Surface Stabilization Assures Safety Of Buckminster Fullerene

The discovery of nanostructured carbon material “fullerenes” has emerged as a new substitute for widely-accepted nanocarbon material like graphene in the world of nano-research. The advent of this new nanomaterial by Kroto et al. in 1985 gave it a chance to occupy major space in various applications like sensors, photovoltaics, catalysis, electronics, and so on. When laser vaporization of graphite results in the formation of 60 carbon clusters, they are termed “Buckminster fullerene,” or simply, “bucky ball.”

The uniqueness of C60 fullerene relies on its molecular organization, which is a truncated icosahedron with 12 pentagon and 20 hexagon ring structures (1). Extreme stability as a result of symmetrically-arranged carbon atoms in fullerenes makes them suitable for biomedical applications as a drug delivery agent, bioimaging probe, tissue engineering scaffolds, etc. Buckminster fullerene, or C60 fullerenes, are the most abundant and widely-used among the fullerene family. The fullerene group possesses a similar structure but with different number of carbon atoms. The major area in which fullerene receives attention in biomedical applications is the antioxidant potential that they exhibit in a biological system.

Oxidation reduction reactions as a part of mitochondrial respiration constitute the principal reactions where free radicals extensively generate and propagate inside the cell. Molecules that scavenge these highly reactive oxygen species can improve the survival rate of cells. Fullerenes with specifically arranged carbon atoms are good enough to uncouple the electron transport chain reactions that propagate inside the mitochondrial compartment. Characteristic 60 carbon arrangements also devote antimicrobial property to fullerenes via disruption of protective lipid bilayer and membrane structures of micro-organisms. Likewise, the doping of metal ions inside the bucky ball structure of fullerene is used as a contrast agent. In bioimaging, photoirradiation of fullerene-conjugates with DNA binding ability is often used as an anticancer agent (2) (Figure 1).

While considering these advantages, it is important to point out the major disadvantages of fullerene C60, like the hydrophobic nature that restricts their applicability in a biological system. Researchers overcome this problem via functionalization of fullerenes with various hydrophilic moieties on their surface (3). As a result, water-soluble fullerenes were established as a theranostic agent in osteoporosis and targeted drug/gene delivery agents in cancer treatment.

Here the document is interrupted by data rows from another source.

PR #474, opened 2022-01-16
Adds support for marking multiple notifications as read/unread

alpavanoglu:
### Description

Ref: https://github.com/wordpress-mobile/WordPress-iOS/issues/17135

This PR adds support for marking multiple notifications as read or unread. Instead of providing a single NotificationID,
we can now also provide an array of IDs. And Bumps the version to `4.46.0-beta.1`.

### Testing Details
* As the already existing `updateReadStatus` function now utilizes the newly added function to avoid code duplication, marking a single notification as read/unread needs to be validated.

* The proper way to test it will be to interact with the Checkmark button that is added with [this PR](https://github.com/wordpress-mobile/WordPress-iOS/pull/17772#issuecomment-1013704458). **This will only be possible with the follow up PR's** that make use of this WPKit change. Though, unit tests are already in place.

### DIFF
--- a/Podfile.lock
+++ b/Podfile.lock
@@ -1,13 +1,13 @@
 PODS:
   - Alamofire (4.8.2)
-  - CocoaLumberjack (3.7.4):
-    - CocoaLumberjack/Core (= 3.7.4)
-  - CocoaLumberjack/Core (3.7.4)
+  - CocoaLumberjack (3.7.2):
+    - CocoaLumberjack/Core (= 3.7.2)
+  - CocoaLumberjack/Core (3.7.2)
   - FormatterKit/Resources (1.9.0)
   - FormatterKit/TimeIntervalFormatter (1.9.0):
     - FormatterKit/Resources
   - NSObject-SafeExpectations (0.0.4)
-  - OCMock (3.9.1)
+  - OCMock (3.8.1)
   - OHHTTPStubs (9.1.0):
     - OHHTTPStubs/Default (= 9.1.0)
   - OHHTTPStubs/Core (9.1.0)
@@ -23,8 +23,8 @@ PODS:
   - OHHTTPStubs/OHPathHelpers (9.1.0)
   - OHHTTPStubs/Swift (9.1.0):
     - OHHTTPStubs/Default
-  - UIDeviceIdentifier (1.7.1)
-  - WordPressShared (1.17.0):
+  - UIDeviceIdentifier (1.4.0)
+  - WordPressShared (1.16.1):
     - CocoaLumberjack (~> 3.4)
     - FormatterKit/TimeIntervalFormatter (~> 1.8)
   - wpxmlrpc (0.9.0)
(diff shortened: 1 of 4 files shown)


Podfile.lock
```diff
@@ -54,15 +54,15 @@ SPEC REPOS:
...
-  UIDeviceIdentifier: 44f805037d21b94394821828f4fcaba34b38c2d0
-  WordPressShared: 5477f179c7fe03b5d574f91adda66f67d131827e
+  UIDeviceIdentifier: d0fee204f467dacf8808b7ac14ce43affeb271a5
+  WordPressShared: a4b0308a6345d4dda20c8f7ad9317df4246b4a00
   wpxmlrpc: bf55a43a7e710bd2a4fb8c02dfe83b1246f14f13
 
 PODFILE CHECKSUM: 41e0ac544d2de6e9267760f9f501e765675b1fa4
 
-COCOAPODS: 1.10.2
+COCOAPODS: 1.11.2
```
ScoutHarris: I assume you are using a more recent version of Cocoapods that caused this change. This is actually maintained by our platform team, so we don't want to do this now. The same goes for 3rd party pods, i.e. the four that were updated here. As such, we shouldn't include any of these changes in this PR.

WordPressKit/NotificationSyncServiceRemote.swift
```diff
@@ -54,15 +58,35 @@ public class NotificationSyncServiceRemote: ServiceRemoteWordPressComREST {
...
+    }
+
+    /// Updates an array of Notifications' Read Status as specified.
+    ///
+    /// - Parameters:
+    ///     - notificationIDs: ID's of Notifications to Mark as Read.
+    ///     - read: The new Read Status to set.
+    ///     - completion: Closure to be executed on completion, indicating whether the OP was successful or not.
+    ///
+    @objc public func updateReadStatusOfNotifications(_ notificationIDs: [String], read: Bool, completion: @escaping ((Error?) -> Void)) {
```
ScoutHarris: Just a nitpick - I think the method name `updateReadStatusForNotifications` would fit better with our naming conventions.

WordPressKit/NotificationSyncServiceRemote.swift
```diff
@@ -13,6 +13,10 @@ public class NotificationSyncServiceRemote: ServiceRemoteWordPressComREST {
         case failed
     }
 
+    public enum InputError: Int, Error {
```
ScoutHarris, line 16: I wonder if we should just use an `Error` type here? I don't see the purpose of the `Int`. Granted I've not added many of these myself, but a search reveals we use `Error` much more often than `Int, Error`.

ScoutHarris (changes requested):
I confirmed the existing mark notification read/unread still works. 🎉  I did leave some feedback, but the Request Changes is mainly due to the `Podfile.lock` changes.

WordPressKit/NotificationSyncServiceRemote.swift
alpavanoglu: Because the completion closure accepts a "generic" `Error` type, I needed the `InputError` to be some sort of `RawRepresentable` or `Equatable` to make testable. Indeed from the classes perspective this does not add any value. So it is added for the unit tests. I think we can compare the description in the tests but that didn't seem very clean. Can you think of a neat way of testing this while keeping the type as `InputError: Error`?

Podfile.lock
alpavanoglu: Got it. I will revert these changes right away 👍🏽

WordPressKit/NotificationSyncServiceRemote.swift
ScoutHarris: Ah, I see. That's fine then. It wasn't a big deal anyway, we can leave it as-is. Thanks for the explanation!

alpavanoglu: Cool! I can also build an overarching Error type over `InputError` & `SyncError` and change the closure argument types from Error to that. But might be an overkill at this case

ScoutHarris: > But might be an overkill at this case

Agreed. 😄

ScoutHarris (approved):
Thanks for the changes @alpavanoglu . All looks good!

:shipit:

PR #476, opened 2022-01-21
Notifications: add support for marking multiple notifications as read/unread

ScoutHarris:
### Description

Ref: https://github.com/wordpress-mobile/WordPress-iOS/issues/17135
WPiOS PR: https://github.com/wordpress-mobile/WordPress-iOS/pull/17801

This PR adds support for marking multiple notifications as read or unread. Instead of providing a single NotificationID,
we can now also provide an array of IDs.

This is to merge Alp's trial project PR #474 to `trunk`.

### Testing Details

### DIFF
--- a/WordPressKit/NotificationSyncServiceRemote.swift
+++ b/WordPressKit/NotificationSyncServiceRemote.swift
@@ -58,7 +58,7 @@ public class NotificationSyncServiceRemote: ServiceRemoteWordPressComREST {
     ///     - completion: Closure to be executed on completion, indicating whether the OP was successful or not.
     ///
     @objc public func updateReadStatus(_ notificationID: String, read: Bool, completion: @escaping ((Error?) -> Void)) {
-        updateReadStatusOfNotifications([notificationID], read: read, completion: completion)
+        updateReadStatusForNotifications([notificationID], read: read, completion: completion)
     }
 
     /// Updates an array of Notifications' Read Status as specified.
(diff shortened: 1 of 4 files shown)


WordPressKit/NotificationSyncServiceRemote.swift
```diff
@@ -13,6 +13,10 @@ public class NotificationSyncServiceRemote: ServiceRemoteWordPressComREST {
         case failed
     }
 
+    public enum InputError: Int, Error {
+        case arrayEmpty
```
frosty: Nitpick really, but `arrayEmpty` sounds a bit tied to the implementation details to me. I'd prefer something like `noNotificationIDsProvided` or `nothingToUpdate` or something. (although this also has me thinking if this is really an error?)

frosty (approved):
Works well, just one small nitpick.

WordPressKit/NotificationSyncServiceRemote.swift
alpavanoglu: Fair point. My reasoning was that passing an empty array is somewhat an api misuse therefore I wanted to highlight the issue for the caller. Would an assertion fit here better? Or an improved name would do the trick? What would you suggest?

frosty: I totally understand 🙂  I guess I have often just seen an assertion for something like this, if it should always be called with an array of notifications. I'd be happy with that or a slightly different name!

Figure 1: Biomedical application of fullerene C60. Figure courtesy Mohanan PV.

Advancement of nanotechnology research led to the development of materials with tremendous biomedical applications. However, the use of these materials as pharmaceuticals requires thorough investigation regarding their toxicity to living things and the environment. Although many studies reported the general toxicity of nanoparticles in living systems, controversies still exist about the mechanism and role of physico-chemical characteristics. The way by which most of the nanosized materials induce toxicity to a living system is through their direct interaction with the plasma membrane and associated destruction of membrane-protective units.

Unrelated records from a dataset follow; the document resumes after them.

PR #477, opened 2022-01-22
Add `getEmailFollowers` and `deleteEmailFollower` API calls

wargcm:
## Description

See wordpress-mobile/WordPress-iOS#6969

Adds the following API calls:
- [`/sites/$site/stats/followers`](https://developer.wordpress.com/docs/api/1.1/get/sites/%24site/stats/followers/)
- `/sites/$site/email-followers/$user_id/delete` (No API documentation)

These are done in the same manner as [`/sites/$site/follows`](https://developer.wordpress.com/docs/api/1.1/get/sites/%24site/follows/) and `/sites/$site/followers/$user_id/delete` to allow for better compatibility. It reuses `StatsFollower` from the insights screen and converts it to a `RemotePerson` to allow for easier use.

## Testing Details

Unit tests were added for every change. Additionally, I verified integration with [WordPress-iOS](https://github.com/wordpress-mobile/WordPress-iOS) after making my changes for the email UI filter.

### DIFF
--- a/WordPressKit.podspec
+++ b/WordPressKit.podspec
@@ -2,7 +2,7 @@
 
 Pod::Spec.new do |s|
   s.name          = 'WordPressKit'
-  s.version       = '4.46.0'
+  s.version       = '4.46.1'
 
   s.summary       = 'WordPressKit offers a clean and simple WordPress.com and WordPress.org API.'
   s.description   = <<-DESC
--- a/WordPressKit.podspec
+++ b/WordPressKit.podspec
@@ -2,7 +2,7 @@
 
 Pod::Spec.new do |s|
   s.name          = 'WordPressKit'
-  s.version       = '4.46.1'
+  s.version       = '4.46.0-beta.3'
 
   s.summary       = 'WordPressKit offers a clean and simple WordPress.com and WordPress.org API.'
   s.description   = <<-DESC
--- a/WordPressKit/PeopleServiceRemote.swift
+++ b/WordPressKit/PeopleServiceRemote.swift
@@ -97,6 +97,45 @@ public class PeopleServiceRemote: ServiceRemoteWordPressComREST {
         })
     }
 
+    /// Retrieves the collection of email followers associated to a site.
+    ///
+    /// - Parameters:
+    ///     - siteID: The target site's ID.
+    ///     - page: The page to fetch.
+    ///     - max: The max number of followers to fetch.
+    ///     - success: Closure to be executed on success.
+    ///     - failure: Closure to be executed on error.
+    ///
+    /// - Returns: An array of EmailFollower.
+    ///
+    public func getEmailFollowers(_ siteID: Int,
+                                  page: Int = 1,
+                                  max: Int = 20,
+                                  success: @escaping ((_ followers: [EmailFollower], _ hasMore: Bool) -> Void),
+                                  failure: @escaping (Error) -> Void) {
+        let endpoint = "sites/\(siteID)/stats/followers"
+        let path = self.path(forEndpoint: endpoint, withVersion: ._1_1)
+        let parameters: [String: AnyObject] = [
+            "page": page as AnyObject,
+            "max": max as AnyObject,
+            "type": "email" as AnyObject
+        ]
+
+        wordPressComRestApi.GET(path, parameters: parameters, success: { (responseObject, _) in
+            guard let response = responseObject as? [String: AnyObject],
+                  let subscribers = response["subscribers"] as? [[String: AnyObject]],
+                  let totalPages = response["pages"] as? Int else {
+                      failure(ResponseError.decodingFailure)
+                      return
+                  }
+            let followers = subscribers.compactMap { EmailFollower(siteID: siteID, statsFollower: StatsFollower(jsonDictionary: $0)) }
+            let hasMore = totalPages > page
+            success(followers, hasMore)
+        }, failure: { (error, _) in
+            failure(error)
+        })
+    }
+
     /// Retrieves the collection of Viewers associated to a site.
     ///
     /// - Parameters:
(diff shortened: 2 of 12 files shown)


WordPressKit/PeopleServiceRemote.swift
```diff
@@ -97,6 +97,45 @@ public class PeopleServiceRemote: ServiceRemoteWordPressComREST {
         })
     }
 
+    /// Retrieves the collection of email followers associated to a site.
+    ///
+    /// - Parameters:
+    ///     - siteID: The target site's ID.
+    ///     - page: The page to fetch.
+    ///     - max: The max number of followers to fetch.
+    ///     - success: Closure to be executed on success.
```
leandroalonso: What do you think about changing the success description to:

```suggestion
    ///     - success: Closure to be executed on success with an array of EmailFollower.
```

WordPressKit/PeopleServiceRemote.swift
```diff
@@ -97,6 +97,45 @@ public class PeopleServiceRemote: ServiceRemoteWordPressComREST {
...
+    ///     - failure: Closure to be executed on error.
+    ///
+    /// - Returns: An array of EmailFollower.
```
leandroalonso: I think `returns` stands for the actual return of the function, which in this case is `Void` and we can omit it. Wdyt?

WordPressKit/PeopleServiceRemote.swift
```diff
@@ -225,6 +264,28 @@ public class PeopleServiceRemote: ServiceRemoteWordPressComREST {
...
+    ///     - failure: Optional closure to be executed on error.
+    ///
+    @objc public func deleteEmailFollower(_ siteID: Int,
+                                          userID: Int,
+                                          success: (() -> Void)? = nil,
+                                          failure: ((Error) -> Void)? = nil) {
+        let endpoint = "sites/\(siteID)/email-followers/\(userID)/delete"
+        let path = self.path(forEndpoint: endpoint, withVersion: ._1_1)
+
+        wordPressComRestApi.POST(path, parameters: nil, success: { (_, _) in
```
leandroalonso: Small nitpick:

```suggestion
        wordPressComRestApi.POST(path, parameters: nil, success: { _, _ in
```

WordPressKit/PeopleServiceRemote.swift
```diff
@@ -225,6 +264,28 @@ public class PeopleServiceRemote: ServiceRemoteWordPressComREST {
...
+            success?()
+        }, failure: { (error, _) in
```
leandroalonso:
```suggestion
        }, failure: { error, _ in
```

WordPressKitTests/Models/Stats/V2/Insights/StatsDotComFollowersInsightTests.swift
```diff
@@ -0,0 +1,129 @@
...
+        let jsonDictionary = getFollowerDictionary(id: id, name: name, subscribedDate: date, avatarUrl: avatarUrl)
+
+        // When
+        let follower = StatsFollower(jsonDictionary: jsonDictionary)
+
+        // Then
+        XCTAssertEqual(follower?.id, id)
+        XCTAssertEqual(follower?.name, name)
+        XCTAssertEqual(follower?.subscribedDate, date)
+        XCTAssertEqual(follower?.avatarURL, expectedUrl)
```
leandroalonso: We could probably remove that? This is already tested in the first test and it would be easier to see what this test is about (only checking the `id`)

WordPressKitTests/Models/Stats/V2/Insights/StatsDotComFollowersInsightTests.swift
```diff
@@ -0,0 +1,129 @@
+import XCTest
+@testable import WordPressKit
+
+class StatsDotComFollowersInsightTests: XCTestCase {
+
+    private enum Constants {
```
leandroalonso: In tests, my main priority is always legibility, so while I don't see this extraction as a problem I think we can keep this string where it's needed?

leandroalonso (commented):
@wargcm this is looking good! Left some small suggestions.

Another thing you should do in this PR is to bump the `.podspec` version. An example: https://github.com/wordpress-mobile/WordPressKit-iOS/pull/475/files#diff-4a47fbf5cfb74b949ceff23c93ef33c8b3b92d3a37eb0e846f5d0251d64a82edR5

WordPressKit/PeopleServiceRemote.swift
wargcm: Good call, that would make it more accurate. I updated it include both the `EmailFollower` array and the bool passed to the closure.

WordPressKit/PeopleServiceRemote.swift
wargcm: Makes sense, I removed the `returns`.

WordPressKitTests/Models/Stats/V2/Insights/StatsDotComFollowersInsightTests.swift
wargcm: I updated it to be more focused on just the `id` property.

WordPressKitTests/Models/Stats/V2/Insights/StatsDotComFollowersInsightTests.swift
wargcm: Fair point. I was thinking from the angle of "I don't want to scroll all the way to the bottom to change this value 😆 ". I agree that legibility should take priority over that though.

WordPressKit.podspec
```diff
@@ -2,7 +2,7 @@
 
 Pod::Spec.new do |s|
   s.name          = 'WordPressKit'
-  s.version       = '4.46.0'
+  s.version       = '4.46.1'
```
wargcm: @leandroalonso Is this the correct version you wanted me to bump it to? Or did you want me to make it something like `4.47.0-beta.1`?

leandroalonso: Let's take a look at the list of latest releases: https://github.com/wordpress-mobile/WordPressKit-iOS/releases

It should be `4.46.0-beta.3`

leandroalonso (approved):

WordPressKit.podspec
mokagio: @wargcm @leandroalonso FYI: I forgot to publish the [`4.46.0` stable release](https://github.com/wordpress-mobile/WordPressKit-iOS/releases/tag/4.46.0) for the `4.46.0` tag on Monday, so `4.46.0-beta.3`, while the correct guess based on what the Releases page of this repo showed at the time Leandro left the previous comment, is not the right value.

In the meantime, @ScoutHarris kindly shipped [`4.47.0-beta.1`](https://github.com/wordpress-mobile/WordPressKit-iOS/releases/tag/4.47.0-beta.1). If you need to update your `Podfile` to use the changes from this PR, please use `4.47.0-beta.1`.

Apologies for the confusion 😞

wargcm: No worries, thanks for letting me know!

PR #479, opened 2022-01-24
Update UIDeviceIdentifier dependency to version 2.0.0

mokagio:
The major version breaking change is due to the library explicitly supporting iOS 9.0 and above, thus dropping support for all prior versions. That doesn't affect us, of course, because we are targeting way above 9.0 already.

See https://github.com/squarefrog/UIDeviceIdentifier/issues/47#issuecomment-998592243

In another concept, if the particles are internalized into the cells via the endocytosis mechanism, they will be distributed in cytoplasm and access interaction with the cellular organelles. Some of the fine-tuned nanoparticles can cross the nuclear envelope and even induce damage to genetic materials (4). Hence, it is necessary to draw attention to the toxicological evaluation of synthesized materials and to prove their safety before using them for medical applications. The present study addresses the interaction of dextran functionalised fullerene C60 (Dex-F60) with Chinese Hamster Ovary cell lines (CHO).

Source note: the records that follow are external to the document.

PR #494, opened 2022-04-14
Add new fields to site creation request

Gio2018:
### This PR adds two new fields to the site creation request, to handle site creation without an existing domain suggestions: `findAvailableUrl` and `siteCreationFlow`.

Fixes #NA

### Testing Details

Can be tested on the related WordPRess-iOS [PR](https://github.com/wordpress-mobile/WordPress-iOS/pull/18378)

### DIFF
--- a/WordPressKit/WordPressComServiceRemote+SiteCreation.swift
+++ b/WordPressKit/WordPressComServiceRemote+SiteCreation.swift
@@ -82,15 +82,15 @@ public struct SiteCreationRequest: Encodable {
     }
 
     private enum CodingKeys: String, CodingKey {
-        case clientIdentifier   = "client_id"
-        case clientSecret       = "client_secret"
+        case clientIdentifier = "client_id"
+        case clientSecret = "client_secret"
         case languageIdentifier = "lang_id"
-        case isPublic           = "public"
-        case shouldValidate     = "validate"
-        case siteURLString      = "blog_name"
-        case title              = "blog_title"
-        case options            = "options"
-        case findAvailableUrl  = "find_available_url"
+        case isPublic = "public"
+        case shouldValidate = "validate"
+        case siteURLString = "blog_name"
+        case title = "blog_title"
+        case options = "options"
+        case findAvailableURL = "find_available_url"
     }
 }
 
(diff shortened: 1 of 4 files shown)


WordPressKit/WordPressComServiceRemote+SiteCreation.swift
```diff
@@ -87,13 +100,15 @@ private struct SiteCreationOptions: Encodable {
...
     let timezoneIdentifier: String?
+    let siteCreationFlow: String?
 
     enum CodingKeys: String, CodingKey {
         case segmentIdentifier  = "site_segment"
         case verticalIdentifier = "site_vertical"
         case siteInformation    = "site_information"
         case siteDesign         = "template"
         case timezoneIdentifier = "timezone_string"
+        case siteCreationFlow  = "site_creation_flow"
```
twstokes: Nit, alignment:

```suggestion
        case siteCreationFlow   = "site_creation_flow"
```

WordPressKit/WordPressComServiceRemote+SiteCreation.swift
```diff
@@ -78,6 +90,7 @@ public struct SiteCreationRequest: Encodable {
         case siteURLString      = "blog_name"
         case title              = "blog_title"
         case options            = "options"
+        case findAvailableUrl  = "find_available_url"
```
twstokes: Nittiest of nits, totally optional: `siteURLString` has `URL` and this one has `Url`.

WordPressKitTests/SiteCreationRequestEncodingTests.swift
```diff
@@ -14,6 +14,8 @@ final class SiteCreationRequestEncodingTests: XCTestCase {
     static let expectedClientId = "TEST-ID"
     static let expectedClientSecret = "TEST-SECRET"
     static let expectedTimezoneIdentifier = "Pacific/Samoa"
+    static let siteCreationFlow: String? = nil
```
twstokes, line 17: Non-blocker, but it may provide a _little_ bit of value to populate this string and then check for it in `validate` (as well as `false` for `findAvailableUrl`). Up to you, though.

twstokes (approved):
LGTM - only nits! 🎉

WordPressKit/WordPressComServiceRemote+SiteCreation.swift
Gio2018: This looked different on my Xcode... (even worse than this 🤣 ). Maybe we should just ditch the `=` aligned on the same column

PR #497, opened 2022-04-22
Update CartResponse CartKey return type to fix parse failure

frosty:
### Description

While testing the Domains purchase flow in the Jetpack app, I noticed that when trying to create a cart the response wasn't being parsed correctly. The model was expecting the `CartKey` property to have a `String` value but it needs to be parsed as an `Int`. This PR updates the cart response to handle this correctly.

### Testing Details

Please test with the steps in the associated WordPress for iOS PR: https://github.com/wordpress-mobile/WordPress-iOS/pull/18426


guarani (approved):
Hi @frosty, I see this is a draft but I'm leaving an approving review because it appears that nothing else is needed here code-wise and [I've tested this via the Jetpack app](https://github.com/wordpress-mobile/WordPress-iOS/pull/18426#pullrequestreview-970047018).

The study begins with the functionalization of fullerene C60 using hydrophilic polymer: dextran and characterization of modified material using TEM imaging and FTIR analysis. Afterward, detailed toxicity profiling of Dex-F60 using CHO cells were conducted. Cellular viability in terms of mitochondrial reduction potential and lysosomal internalisation was assessed after 24h of Dex-F60 exposure with CHO cells. Generally, nanocompounds generate oxidative stress in cells as they distract the mitochondrial membrane potential and accelerate the evolution of free radicals. The present study reported increased generation of free radicals in cell cytoplasm after Dex-F60 interaction. Free-radical generation was found to depend on the concentration of Dex-F60 particles exposed to CHO cells. However, the cytoskeletal integrity as well as organelle function were not affected by Dex-F60 at the particular concentrations used for this study. The potential of Dex-F60 to impart any serious effect to nuclear counterparts was also investigated using DAPI staining and a DNA ladder assay. Flow cytometry was also conducted to check the number of live/dead cells present in the system after Dex-F60 interaction. There was no nuclear disintegration and apoptotic cell death found in the presence of Dex-F60. Major observations of the study are depicted in Figure 2.

Figure 2: Biocompatibility of Dextran functionalized fullerene C60. Figure courtesy Mohanan PV.

The entire study concluded with a notion that dextran-stabilized Fullerene C60 is a biocompatible material that can definitely gleam in the field of nano-medicine.